Work order: Output each record in full, exactly as it stands.

Data excerpts:

PR #1633, opened 2025-05-15
STCOR-968: Use the isEnabled flag, which specifies whether tenant settings should be applied when handling locale (follow-up).

Dmytro-Melnyshyn:
## Description
User locale settings must follow the tenant's locale settings when the tenant's locale is selected in `Settings - My profile - language localization`. Currently in stripes-core we apply the tenant's locale settings only if user has not set their own locale or their locale is the same as the tenant's locale `if (!userLocaleSettings?.locale || userLocaleSettings?.locale === tenantLocaleSettings?.locale) {}`, but the tenant's locale can be changed and the condition ` userLocaleSettings?.locale === tenantLocaleSettings?.locale` will not be true anymore. The solution is to add the `isEnabled` flag which will indicate whether we need to use user's settings or not. The flag is added in https://github.com/folio-org/ui-myprofile/pull/252.

The recording of the issue is the first [video ](https://folio-org.atlassian.net/browse/UIMPROF-107?focusedCommentId=263844).

## Issues
[STCOR-968](https://folio-org.atlassian.net/browse/STCOR-968)

## Screencasts

https://github.com/user-attachments/assets/96908ea3-a7f2-49d4-93fd-61483463ee92

### DIFF
--- a/src/loginServices.js
+++ b/src/loginServices.js
@@ -531,8 +531,7 @@ const processLocaleSettings = (store, tenantLocaleData, userLocaleData) => {
   let timezone = userLocaleSettings?.timezone || tenantLocaleSettings?.timezone;
   let currency = userLocaleSettings?.currency || tenantLocaleSettings?.currency;
 
-  // we should use tenant's settings if user has not set their own locale or their locale is the same as tenant's locale
-  if (!userLocaleSettings?.locale || userLocaleSettings?.locale === tenantLocaleSettings?.locale) {
+  if (!userLocaleSettings?.isEnabled) {
     locale = tenantLocaleSettings?.locale;
     numberingSystem = tenantLocaleSettings?.numberingSystem;
     timezone = tenantLocaleSettings?.timezone;
--- a/src/loginServices.test.js
+++ b/src/loginServices.test.js
@@ -870,6 +870,7 @@ describe('loadResources', () => {
           locale: 'en-GB',
           timezone: 'Europe/London',
           currency: 'GBP',
+          isEnabled: true,
         },
       },
     ],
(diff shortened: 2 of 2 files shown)


mariia-aloshyna (approved):

zburke:
> User locale settings must follow the tenant's locale settings when the tenant's locale is selected in Settings - My profile - language localization

Sorry, @Dmytro-Melnyshyn, I don't understand this statement. My understanding of preferences -- _all_ preferences, not just language and localization -- is that they exist in a hierarchy and we should use one of four values, in descending order: 

* user setting from storage (user-runtime)
* tenant setting from storage (tenant-runtime)
* tenant setting from stripes.config.js (tenant-build-time)
* hard-coded value from source-code (global-default)

That's it. It doesn't matter whether the user and tenant values match, so we don't ever need to compare them, nor do we need an `isEnabled` flag, because as we descend through the hierarchy (user-runtime > tenant-runtime > tenant-build-time > default), we use the first value we find. A value's existence functions as its `isEnabled` flag.

Maybe this means we need a "Reset to default" button (same as we have in Settings > My profile > Application display order) that removes a user's runtime values from storage?

Dmytro-Melnyshyn:
> If the My profile > Locale (for language display, date format etc.) was changed then changed back to the default (Tenant > Locale (for language display, date format etc.)  selection and then any change to Tenant > Locale (for language display, date format etc.)  selection should be the My profile > Locale (for language display, date format etc.)  selection

@zburke, we have a requirement to use the tenant's settings when the user's settings locale matches the tenant's settings locale ([original story](https://folio-org.atlassian.net/browse/UIMPROF-107)).

> 1. user setting from storage (user-runtime)
> 2. tenant setting from storage (tenant-runtime)
> 3. tenant setting from stripes.config.js (tenant-build-time)
> 4. hard-coded value from source-code (global-default)

The order above is still working.

> Maybe this means we need a "Reset to default" button (same as we have in Settings > My profile > Application display order) that removes a user's runtime values from storage?

The reset button is a good solution, however, it was rejected by PO during refinement.

zburke:
@Dmytro-Melnyshyn, this story is really hard to parse. I think I finally understand the last bullet. Please correct me if I am wrong. I am reading it like this: 

* when the tenant-locale is set to A
* if the user changes their locale to B, and then back to A (matching the tenant's selection), and then the tenant changes their locale to C, the user's locale should be C. 

Wouldn't the logic be simpler to just remove the user-setting when they switch it to match the tenant's? Why is it better to use an `isActive` flag? 

I still think the user experience would be better with an explicit "reset to default" button, especially since that's what we implemented for "Application display order", but I don't need to pick a fight with the PO if the choice has already been made.

Dmytro-Melnyshyn:
@zburke correct.

> Wouldn't the logic be simpler to just remove the user-setting when they switch it to match the tenant's? Why is it better to use an isActive flag?

If we go with removing the user setting:

* when the tenant-locale is set to A
* if the user changes their locale to B
* if the user changes their locale's numbering system
* if the user changes their locale back to A (matching the tenant's selection)
* if the user changes their locale back to B 

The numbering system will be lost, but it is a part of the full locale.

Result:
PR #1633, opened 2025-05-15
STCOR-968: Use the isEnabled flag, which specifies whether tenant settings should be applied when handling locale (follow-up).

Dmytro-Melnyshyn:
## Description
User locale settings must follow the tenant's locale settings when the tenant's locale is selected in `Settings - My profile - language localization`. Currently in stripes-core we apply the tenant's locale settings only if user has not set their own locale or their locale is the same as the tenant's locale `if (!userLocaleSettings?.locale || userLocaleSettings?.locale === tenantLocaleSettings?.locale) {}`, but the tenant's locale can be changed and the condition ` userLocaleSettings?.locale === tenantLocaleSettings?.locale` will not be true anymore. The solution is to add the `isEnabled` flag which will indicate whether we need to use user's settings or not. The flag is added in https://github.com/folio-org/ui-myprofile/pull/252.

The recording of the issue is the first [video ](https://folio-org.atlassian.net/browse/UIMPROF-107?focusedCommentId=263844).

## Issues
[STCOR-968](https://folio-org.atlassian.net/browse/STCOR-968)

## Screencasts

https://github.com/user-attachments/assets/96908ea3-a7f2-49d4-93fd-61483463ee92

### DIFF
--- a/src/loginServices.js
+++ b/src/loginServices.js
@@ -531,8 +531,7 @@ const processLocaleSettings = (store, tenantLocaleData, userLocaleData) => {
   let timezone = userLocaleSettings?.timezone || tenantLocaleSettings?.timezone;
   let currency = userLocaleSettings?.currency || tenantLocaleSettings?.currency;
 
-  // we should use tenant's settings if user has not set their own locale or their locale is the same as tenant's locale
-  if (!userLocaleSettings?.locale || userLocaleSettings?.locale === tenantLocaleSettings?.locale) {
+  if (!userLocaleSettings?.isEnabled) {
     locale = tenantLocaleSettings?.locale;
     numberingSystem = tenantLocaleSettings?.numberingSystem;
     timezone = tenantLocaleSettings?.timezone;
--- a/src/loginServices.test.js
+++ b/src/loginServices.test.js
@@ -870,6 +870,7 @@ describe('loadResources', () => {
           locale: 'en-GB',
           timezone: 'Europe/London',
           currency: 'GBP',
+          isEnabled: true,
         },
       },
     ],
(diff shortened: 2 of 2 files shown)


mariia-aloshyna (approved):

zburke:
> User locale settings must follow the tenant's locale settings when the tenant's locale is selected in Settings - My profile - language localization

Sorry, @Dmytro-Melnyshyn, I don't understand this statement. My understanding of preferences -- _all_ preferences, not just language and localization -- is that they exist in a hierarchy and we should use one of four values, in descending order: 

* user setting from storage (user-runtime)
* tenant setting from storage (tenant-runtime)
* tenant setting from stripes.config.js (tenant-build-time)
* hard-coded value from source-code (global-default)

That's it. It doesn't matter whether the user and tenant values match, so we don't ever need to compare them, nor do we need an `isEnabled` flag, because as we descend through the hierarchy (user-runtime > tenant-runtime > tenant-build-time > default), we use the first value we find. A value's existence functions as its `isEnabled` flag.

Maybe this means we need a "Reset to default" button (same as we have in Settings > My profile > Application display order) that removes a user's runtime values from storage?

Dmytro-Melnyshyn:
> If the My profile > Locale (for language display, date format etc.) was changed then changed back to the default (Tenant > Locale (for language display, date format etc.)  selection and then any change to Tenant > Locale (for language display, date format etc.)  selection should be the My profile > Locale (for language display, date format etc.)  selection

@zburke, we have a requirement to use the tenant's settings when the user's settings locale matches the tenant's settings locale ([original story](https://folio-org.atlassian.net/browse/UIMPROF-107)).

> 1. user setting from storage (user-runtime)
> 2. tenant setting from storage (tenant-runtime)
> 3. tenant setting from stripes.config.js (tenant-build-time)
> 4. hard-coded value from source-code (global-default)

The order above is still working.

> Maybe this means we need a "Reset to default" button (same as we have in Settings > My profile > Application display order) that removes a user's runtime values from storage?

The reset button is a good solution, however, it was rejected by PO during refinement.

zburke:
@Dmytro-Melnyshyn, this story is really hard to parse. I think I finally understand the last bullet. Please correct me if I am wrong. I am reading it like this: 

* when the tenant-locale is set to A
* if the user changes their locale to B, and then back to A (matching the tenant's selection), and then the tenant changes their locale to C, the user's locale should be C. 

Wouldn't the logic be simpler to just remove the user-setting when they switch it to match the tenant's? Why is it better to use an `isActive` flag? 

I still think the user experience would be better with an explicit "reset to default" button, especially since that's what we implemented for "Application display order", but I don't need to pick a fight with the PO if the choice has already been made.

Dmytro-Melnyshyn:
@zburke correct.

> Wouldn't the logic be simpler to just remove the user-setting when they switch it to match the tenant's? Why is it better to use an isActive flag?

If we go with removing the user setting:

* when the tenant-locale is set to A
* if the user changes their locale to B
* if the user changes their locale's numbering system
* if the user changes their locale back to A (matching the tenant's selection)
* if the user changes their locale back to B 

The numbering system will be lost, but it is a part of the full locale.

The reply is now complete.